Most people with mental health challenges don’t receive any help and even those who do fail to receive high-quality care as defined by a sufficient number of sessions of evidence-based care. Despite the promise of expanded access to mental health care through the Mental Health Parity and Addiction Equity Act (MHPAEA), significant disparities exist in use and reimbursement of mental health care compared to physical health care. We are never going to solve these problems through trained professionals alone, we need to expand the types of resources that are available to people in need. 

 

Digital mental health could help. Digital mental health includes a variety of digital solutions ranging from self-guided apps that help people self-manage their own symptoms, to digital tools that support people engaged in traditional care, to virtual care platforms that allow people to access care in the comfort of their own homes and receive care that might not be available in their local region. All of these types of digital mental health tools have been found effective to varying degrees, with the most effective being those that involve some form of human support. But technology is not a panacea. Merely making digital mental health tools available will not solve all of our problems.

 

First, the number of digital mental health tools has increased to a dizzying degree. Some of these tools are based on evidence-based practices while others have actually been submitted to rigorous clinical evaluations. But too few digital mental health tools are evidence-based or science-backed. The majority are likely ineffective at best and harmful at worst. We need standards and regulations to help separate effective and safe digital mental health tools from those that are useless and harmful. We have been tackling this problem for the last decade at One Mind PsyberGuide and others have been working in this space too such as the American Psychiatric Association’s App Evaluation Model, the Defense Health Agency’s Connected Health Branch, and mindapps.org, but more work is necessary. This information needs to be standardized and widely available to consumers. It will likely take considerable investment in this space to ensure this and I think a public-private partnership will be necessary to ensure the coordination of the relevant stakeholders in this space.

 

Second, we need a model to pay for effective digital mental health tools. We have recently seen several large digital mental health companies face the financial reality of insufficient business models to back these tools. Although direct-to-consumer models and venture capital funding helped build this space, new models of funding will be needed to sustain it. Medicare and Medicaid reimbursement could create incentives to better build products to help those often underserved by traditional mental health services and provide digital mental health tools as a safety net to expand access to effective mental health services. 

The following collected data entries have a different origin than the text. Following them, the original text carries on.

PR #234, opened 2019-08-05
Fix exception while parsing ASG creationDate

aravindmd:


emjburns:
looks like weird git history here?

aravindmd:
> looks like weird git history here?

Yes , noticed the same , although i did a pull from upstream master before the branch, let me squash the commits

PR #236, opened 2019-08-07
fix(tasks): add proper user identification

emjburns:
Fix for the tasks view showing `User: null (swabbie@spinnaker.io)`

### DIFF
--- a/swabbie-orca/src/main/kotlin/com/netflix/spinnaker/swabbie/orca/OrcaService.kt
+++ b/swabbie-orca/src/main/kotlin/com/netflix/spinnaker/swabbie/orca/OrcaService.kt
@@ -73,10 +73,15 @@ class OrchestrationRequest(
   val job: List<OrcaJob>
 )
 
+// todo emjburns: service account should be configurable
 class OrcaJob(
   type: String,
   context: MutableMap<String, Any?>
-) : HashMap<String, Any?>(context.apply { put("type", type) }
+) : HashMap<String, Any?>(
+  context.apply {
+    put("type", type)
+    put("user", "swabbie@spinnaker.io")
+  }
 )
 
 /**


swabbie-orca/src/main/kotlin/com/netflix/spinnaker/swabbie/orca/OrcaService.kt
```diff
@@ -73,10 +73,15 @@ class OrchestrationRequest(
   val job: List<OrcaJob>
 )
 
+// todo emjburns: service account should be configurable
```
ajordens: The user specified here isn't really the `service account` (although that must be specified somewhere else under the covers).

I don't think there's harm in this but the UI should really avoid `User: null` when it has authenticated details it could just show instead.

emjburns: We specify it here: https://github.com/spinnaker/swabbie/blob/master/swabbie-retrofit/src/main/kotlin/com/netflix/spinnaker/swabbie/retrofit/SwabbieRetrofitConfiguration.kt#L51. Service account is probably the wrong phrase.

The ui shows this when the user passed (in this case there wasn't one) doesn't match the actual credentials. Adding it into the payload lets the ui just show the "email". Do you think there's harm in doing this/merging this PR?

emjburns: cc @alanmquach

alanmquach: > I don't think there's harm in this but the UI should really avoid User: null when it has authenticated details it could just show instead.
I can do this.

alanmquach: Done: https://github.com/spinnaker/deck/pull/7305

emjburns:
Closed in favor of the deck pr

Lastly, we need to make sure digital mental health tools represent the diversity of those in need. This includes considering issues of race and ethnicity, age, and rurality. Following the motto of “nothing about us without us” we need to make sure that this diversity is represented in founders of digital mental health companies, in digital mental health researchers, and the populations involved in digital mental health research. 

 

These are not easily solved problems, but they are solvable. We will only make progress if we decide that it’s truly time to make digital mental health an option. Other countries are already adopting digital mental health tools as frontline treatments for those in need of mental health support. It’s time to make digital mental health a real option for those with mental health needs in the United States. Let’s not only encourage people to share their mental health journeys, let’s work towards ensuring that when they reach out for help they can find effective, safe, and reliable mental health supports. Digital mental health tools can be a piece of that puzzle, but only if we address the challenges facing the field and support access while ensuring quality in digital mental health.